▸ **TASK DESCRIPTION**:
Some entries follow. Reproduce exactly the lines starting at the one with "PR #272, opened 2021-07-26" and stopping after the one with "package profile urls".

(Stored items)

▬▬▬▬▬▬▬▬▬▬

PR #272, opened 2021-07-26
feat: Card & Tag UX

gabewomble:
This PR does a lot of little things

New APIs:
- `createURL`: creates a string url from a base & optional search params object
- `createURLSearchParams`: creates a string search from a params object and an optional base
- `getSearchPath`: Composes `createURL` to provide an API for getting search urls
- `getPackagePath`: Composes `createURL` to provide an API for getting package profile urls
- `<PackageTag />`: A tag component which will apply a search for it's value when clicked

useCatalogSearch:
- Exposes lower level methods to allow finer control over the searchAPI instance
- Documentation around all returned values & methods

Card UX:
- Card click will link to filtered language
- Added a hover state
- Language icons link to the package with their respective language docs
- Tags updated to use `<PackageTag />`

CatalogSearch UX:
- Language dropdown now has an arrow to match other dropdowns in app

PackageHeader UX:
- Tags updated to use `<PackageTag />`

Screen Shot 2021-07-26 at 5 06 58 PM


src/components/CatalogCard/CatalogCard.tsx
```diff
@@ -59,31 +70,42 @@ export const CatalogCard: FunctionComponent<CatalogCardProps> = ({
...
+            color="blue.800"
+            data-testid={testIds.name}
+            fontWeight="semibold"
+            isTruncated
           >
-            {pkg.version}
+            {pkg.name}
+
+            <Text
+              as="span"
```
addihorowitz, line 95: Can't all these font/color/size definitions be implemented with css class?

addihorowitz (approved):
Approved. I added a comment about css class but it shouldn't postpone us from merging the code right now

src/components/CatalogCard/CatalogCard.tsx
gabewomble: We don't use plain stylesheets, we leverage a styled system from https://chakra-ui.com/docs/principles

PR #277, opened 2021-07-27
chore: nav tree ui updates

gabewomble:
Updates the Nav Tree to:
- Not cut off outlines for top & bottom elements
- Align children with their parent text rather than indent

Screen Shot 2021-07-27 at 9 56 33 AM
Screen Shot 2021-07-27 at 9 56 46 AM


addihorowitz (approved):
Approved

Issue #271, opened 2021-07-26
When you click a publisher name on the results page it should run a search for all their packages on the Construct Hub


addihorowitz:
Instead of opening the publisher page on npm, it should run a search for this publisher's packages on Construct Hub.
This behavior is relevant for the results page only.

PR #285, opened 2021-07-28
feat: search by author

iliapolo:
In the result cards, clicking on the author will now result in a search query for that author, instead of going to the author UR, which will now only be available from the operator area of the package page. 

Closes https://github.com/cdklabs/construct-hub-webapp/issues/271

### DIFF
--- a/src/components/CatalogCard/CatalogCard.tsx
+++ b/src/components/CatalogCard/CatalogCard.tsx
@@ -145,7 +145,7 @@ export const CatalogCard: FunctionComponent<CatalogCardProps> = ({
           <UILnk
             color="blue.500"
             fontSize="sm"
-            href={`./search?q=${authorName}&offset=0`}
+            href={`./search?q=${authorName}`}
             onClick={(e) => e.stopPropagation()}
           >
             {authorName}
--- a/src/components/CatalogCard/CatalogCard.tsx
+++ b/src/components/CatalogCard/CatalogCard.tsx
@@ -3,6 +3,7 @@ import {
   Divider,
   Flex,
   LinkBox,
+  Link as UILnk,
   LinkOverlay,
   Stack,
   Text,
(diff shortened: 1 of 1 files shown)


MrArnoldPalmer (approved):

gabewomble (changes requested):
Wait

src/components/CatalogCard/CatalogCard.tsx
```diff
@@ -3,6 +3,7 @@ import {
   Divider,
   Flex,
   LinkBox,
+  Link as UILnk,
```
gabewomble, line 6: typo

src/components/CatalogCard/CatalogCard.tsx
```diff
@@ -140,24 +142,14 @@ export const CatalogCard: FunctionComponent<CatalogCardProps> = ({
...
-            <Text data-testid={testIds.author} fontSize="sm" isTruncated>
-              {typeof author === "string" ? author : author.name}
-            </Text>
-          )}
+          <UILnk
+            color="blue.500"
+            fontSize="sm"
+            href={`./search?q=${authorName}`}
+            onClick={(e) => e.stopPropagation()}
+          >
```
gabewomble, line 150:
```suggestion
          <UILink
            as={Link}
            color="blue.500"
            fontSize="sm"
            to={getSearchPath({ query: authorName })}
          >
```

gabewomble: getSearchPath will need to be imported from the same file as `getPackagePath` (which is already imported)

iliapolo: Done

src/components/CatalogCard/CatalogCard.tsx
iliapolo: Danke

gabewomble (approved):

▬▬▬▬▬▬▬▬▬▬

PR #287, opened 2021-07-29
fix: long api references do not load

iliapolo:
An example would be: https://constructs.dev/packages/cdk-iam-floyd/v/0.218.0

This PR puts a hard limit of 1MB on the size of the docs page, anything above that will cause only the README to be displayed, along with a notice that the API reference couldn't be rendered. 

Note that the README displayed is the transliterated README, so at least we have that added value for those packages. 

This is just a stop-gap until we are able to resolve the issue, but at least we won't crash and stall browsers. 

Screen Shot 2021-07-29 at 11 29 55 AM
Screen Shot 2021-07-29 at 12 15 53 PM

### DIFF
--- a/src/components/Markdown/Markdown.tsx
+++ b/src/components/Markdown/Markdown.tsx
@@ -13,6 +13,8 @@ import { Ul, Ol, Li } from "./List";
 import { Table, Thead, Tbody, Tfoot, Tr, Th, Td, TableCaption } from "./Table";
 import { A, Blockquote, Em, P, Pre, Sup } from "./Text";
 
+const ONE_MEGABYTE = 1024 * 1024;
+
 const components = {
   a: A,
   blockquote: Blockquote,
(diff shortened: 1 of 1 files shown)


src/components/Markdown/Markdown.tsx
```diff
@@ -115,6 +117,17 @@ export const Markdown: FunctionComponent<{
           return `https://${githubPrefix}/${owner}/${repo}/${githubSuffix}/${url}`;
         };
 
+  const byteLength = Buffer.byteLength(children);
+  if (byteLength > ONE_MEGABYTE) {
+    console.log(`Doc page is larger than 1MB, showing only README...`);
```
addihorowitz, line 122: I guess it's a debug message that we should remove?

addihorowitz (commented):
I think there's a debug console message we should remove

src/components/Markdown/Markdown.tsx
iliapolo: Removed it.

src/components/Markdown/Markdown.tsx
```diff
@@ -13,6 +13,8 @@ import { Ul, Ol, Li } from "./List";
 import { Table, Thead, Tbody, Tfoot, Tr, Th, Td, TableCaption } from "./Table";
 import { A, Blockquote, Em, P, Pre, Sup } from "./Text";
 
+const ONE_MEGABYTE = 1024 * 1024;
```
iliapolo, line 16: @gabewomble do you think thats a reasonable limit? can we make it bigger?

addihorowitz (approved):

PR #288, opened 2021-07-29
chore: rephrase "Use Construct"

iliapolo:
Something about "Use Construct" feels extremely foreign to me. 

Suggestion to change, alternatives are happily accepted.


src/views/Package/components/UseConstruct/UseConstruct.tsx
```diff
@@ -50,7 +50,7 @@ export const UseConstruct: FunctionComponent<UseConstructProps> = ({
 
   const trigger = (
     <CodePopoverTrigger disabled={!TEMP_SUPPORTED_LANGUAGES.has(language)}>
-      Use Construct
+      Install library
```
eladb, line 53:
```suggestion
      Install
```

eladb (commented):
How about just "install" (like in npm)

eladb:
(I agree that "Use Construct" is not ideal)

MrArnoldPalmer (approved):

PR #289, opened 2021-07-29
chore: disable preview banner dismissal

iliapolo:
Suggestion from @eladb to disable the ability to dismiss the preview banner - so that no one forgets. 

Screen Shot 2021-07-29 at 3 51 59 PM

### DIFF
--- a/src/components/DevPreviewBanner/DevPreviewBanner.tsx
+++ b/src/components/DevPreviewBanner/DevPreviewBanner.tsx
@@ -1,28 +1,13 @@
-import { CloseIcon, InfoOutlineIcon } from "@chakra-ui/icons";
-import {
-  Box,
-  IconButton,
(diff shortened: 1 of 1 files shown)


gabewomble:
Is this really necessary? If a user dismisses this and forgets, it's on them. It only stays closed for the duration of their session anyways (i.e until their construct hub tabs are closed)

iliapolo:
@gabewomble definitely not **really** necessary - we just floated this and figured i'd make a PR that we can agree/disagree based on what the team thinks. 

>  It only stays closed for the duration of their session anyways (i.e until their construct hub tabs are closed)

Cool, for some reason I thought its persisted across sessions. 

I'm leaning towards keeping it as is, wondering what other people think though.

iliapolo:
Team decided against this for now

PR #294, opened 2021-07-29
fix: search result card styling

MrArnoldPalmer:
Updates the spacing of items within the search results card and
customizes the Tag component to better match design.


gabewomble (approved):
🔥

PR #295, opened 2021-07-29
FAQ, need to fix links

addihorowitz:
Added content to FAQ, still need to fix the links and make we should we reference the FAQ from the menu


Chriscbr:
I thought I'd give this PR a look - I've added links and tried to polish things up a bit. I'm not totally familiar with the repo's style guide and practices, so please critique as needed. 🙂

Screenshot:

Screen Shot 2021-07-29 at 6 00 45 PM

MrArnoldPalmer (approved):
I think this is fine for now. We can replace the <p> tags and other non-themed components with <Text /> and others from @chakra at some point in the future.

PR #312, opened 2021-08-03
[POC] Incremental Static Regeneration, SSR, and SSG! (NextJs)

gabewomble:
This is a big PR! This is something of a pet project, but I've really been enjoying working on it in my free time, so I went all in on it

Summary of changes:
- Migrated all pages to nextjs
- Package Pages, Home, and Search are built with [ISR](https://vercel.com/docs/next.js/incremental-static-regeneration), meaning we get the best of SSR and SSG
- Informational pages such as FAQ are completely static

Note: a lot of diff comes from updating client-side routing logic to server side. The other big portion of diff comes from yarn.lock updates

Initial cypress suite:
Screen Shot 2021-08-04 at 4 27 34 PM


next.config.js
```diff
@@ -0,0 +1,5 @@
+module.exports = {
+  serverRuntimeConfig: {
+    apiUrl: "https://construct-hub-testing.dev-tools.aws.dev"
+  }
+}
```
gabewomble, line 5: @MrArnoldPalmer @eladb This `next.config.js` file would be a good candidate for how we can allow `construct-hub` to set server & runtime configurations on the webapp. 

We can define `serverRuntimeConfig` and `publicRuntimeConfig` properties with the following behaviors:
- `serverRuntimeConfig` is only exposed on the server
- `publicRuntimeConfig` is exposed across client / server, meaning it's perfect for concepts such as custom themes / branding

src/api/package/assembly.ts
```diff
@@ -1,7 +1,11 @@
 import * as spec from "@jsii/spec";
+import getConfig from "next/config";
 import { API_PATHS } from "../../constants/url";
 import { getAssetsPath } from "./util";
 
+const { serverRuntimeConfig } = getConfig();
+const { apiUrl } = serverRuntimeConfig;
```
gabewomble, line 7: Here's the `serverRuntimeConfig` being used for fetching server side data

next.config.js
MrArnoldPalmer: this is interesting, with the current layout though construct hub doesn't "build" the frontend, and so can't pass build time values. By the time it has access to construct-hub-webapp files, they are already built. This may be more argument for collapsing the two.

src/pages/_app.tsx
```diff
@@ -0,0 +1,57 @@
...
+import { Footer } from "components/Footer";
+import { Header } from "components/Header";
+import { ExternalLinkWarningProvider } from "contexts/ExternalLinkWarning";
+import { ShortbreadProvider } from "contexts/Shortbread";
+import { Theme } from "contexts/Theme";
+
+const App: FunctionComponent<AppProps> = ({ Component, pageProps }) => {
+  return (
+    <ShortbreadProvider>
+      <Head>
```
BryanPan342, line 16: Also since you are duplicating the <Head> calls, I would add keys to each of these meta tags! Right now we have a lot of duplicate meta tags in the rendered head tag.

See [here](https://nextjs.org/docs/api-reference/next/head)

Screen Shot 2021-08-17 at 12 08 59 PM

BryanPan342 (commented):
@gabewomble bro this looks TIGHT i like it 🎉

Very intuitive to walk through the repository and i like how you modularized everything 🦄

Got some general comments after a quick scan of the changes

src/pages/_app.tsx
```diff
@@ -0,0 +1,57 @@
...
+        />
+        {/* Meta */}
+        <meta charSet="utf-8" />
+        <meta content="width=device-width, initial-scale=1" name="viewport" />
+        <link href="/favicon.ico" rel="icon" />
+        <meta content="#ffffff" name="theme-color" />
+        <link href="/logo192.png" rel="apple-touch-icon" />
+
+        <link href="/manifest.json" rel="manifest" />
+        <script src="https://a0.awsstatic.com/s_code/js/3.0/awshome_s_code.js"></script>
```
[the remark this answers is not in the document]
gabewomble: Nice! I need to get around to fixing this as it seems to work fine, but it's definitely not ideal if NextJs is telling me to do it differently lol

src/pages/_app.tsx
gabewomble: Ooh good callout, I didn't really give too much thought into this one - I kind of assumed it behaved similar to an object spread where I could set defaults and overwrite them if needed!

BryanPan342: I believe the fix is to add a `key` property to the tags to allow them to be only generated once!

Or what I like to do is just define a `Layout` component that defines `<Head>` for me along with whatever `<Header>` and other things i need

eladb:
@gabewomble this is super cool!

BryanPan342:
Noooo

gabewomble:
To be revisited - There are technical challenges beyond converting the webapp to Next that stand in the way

▬▬▬▬▬▬▬▬▬▬

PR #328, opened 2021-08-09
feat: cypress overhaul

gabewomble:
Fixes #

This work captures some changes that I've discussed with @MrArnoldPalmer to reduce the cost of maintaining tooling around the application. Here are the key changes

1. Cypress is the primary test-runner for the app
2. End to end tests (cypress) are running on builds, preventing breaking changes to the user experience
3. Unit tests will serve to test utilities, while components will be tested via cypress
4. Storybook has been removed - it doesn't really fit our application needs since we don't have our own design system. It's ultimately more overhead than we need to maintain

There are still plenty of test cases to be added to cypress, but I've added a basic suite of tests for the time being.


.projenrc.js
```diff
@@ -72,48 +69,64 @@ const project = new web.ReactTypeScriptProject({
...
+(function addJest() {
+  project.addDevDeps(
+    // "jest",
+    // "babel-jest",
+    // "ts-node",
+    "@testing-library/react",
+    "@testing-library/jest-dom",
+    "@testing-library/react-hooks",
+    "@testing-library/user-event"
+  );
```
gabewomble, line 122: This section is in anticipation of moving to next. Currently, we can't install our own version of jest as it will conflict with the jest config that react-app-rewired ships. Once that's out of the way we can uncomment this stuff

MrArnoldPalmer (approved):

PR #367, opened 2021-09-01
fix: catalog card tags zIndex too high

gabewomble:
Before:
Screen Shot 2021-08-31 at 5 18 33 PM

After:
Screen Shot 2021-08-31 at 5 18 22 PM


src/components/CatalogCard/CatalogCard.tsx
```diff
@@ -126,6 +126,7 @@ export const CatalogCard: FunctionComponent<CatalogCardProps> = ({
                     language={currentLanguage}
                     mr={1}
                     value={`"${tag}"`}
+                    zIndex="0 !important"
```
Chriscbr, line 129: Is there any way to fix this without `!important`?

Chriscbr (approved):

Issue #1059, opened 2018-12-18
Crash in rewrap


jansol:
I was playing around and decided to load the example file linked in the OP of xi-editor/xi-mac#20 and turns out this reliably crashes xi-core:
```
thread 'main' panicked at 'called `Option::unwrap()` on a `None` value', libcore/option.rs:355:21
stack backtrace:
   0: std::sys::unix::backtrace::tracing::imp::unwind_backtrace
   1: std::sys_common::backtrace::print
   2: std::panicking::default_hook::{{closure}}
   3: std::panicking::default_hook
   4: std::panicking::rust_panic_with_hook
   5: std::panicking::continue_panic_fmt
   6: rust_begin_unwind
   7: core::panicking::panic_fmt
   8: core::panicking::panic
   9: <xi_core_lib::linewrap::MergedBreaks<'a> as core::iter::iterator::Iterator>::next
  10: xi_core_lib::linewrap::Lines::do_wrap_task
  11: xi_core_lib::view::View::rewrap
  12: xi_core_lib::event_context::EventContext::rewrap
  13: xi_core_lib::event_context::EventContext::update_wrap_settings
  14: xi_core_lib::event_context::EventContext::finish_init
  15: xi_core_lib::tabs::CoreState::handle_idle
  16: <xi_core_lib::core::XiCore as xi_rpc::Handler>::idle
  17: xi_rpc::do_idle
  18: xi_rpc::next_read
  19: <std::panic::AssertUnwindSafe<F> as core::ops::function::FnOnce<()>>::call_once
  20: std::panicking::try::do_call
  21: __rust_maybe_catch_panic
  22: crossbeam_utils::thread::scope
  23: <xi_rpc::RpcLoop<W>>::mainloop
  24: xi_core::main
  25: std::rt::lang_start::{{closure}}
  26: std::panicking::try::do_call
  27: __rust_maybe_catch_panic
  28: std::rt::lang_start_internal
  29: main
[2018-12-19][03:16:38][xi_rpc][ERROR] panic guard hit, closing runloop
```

▬▬▬▬▬▬▬▬▬▬

▸ **EXERCISE ANSWER**:
PR #272, opened 2021-07-26
feat: Card & Tag UX

gabewomble:
This PR does a lot of little things

New APIs:
- `createURL`: creates a string url from a base & optional search params object
- `createURLSearchParams`: creates a string search from a params object and an optional base
- `getSearchPath`: Composes `createURL` to provide an API for getting search urls
- `getPackagePath`: Composes `createURL` to provide an API for getting package profile urls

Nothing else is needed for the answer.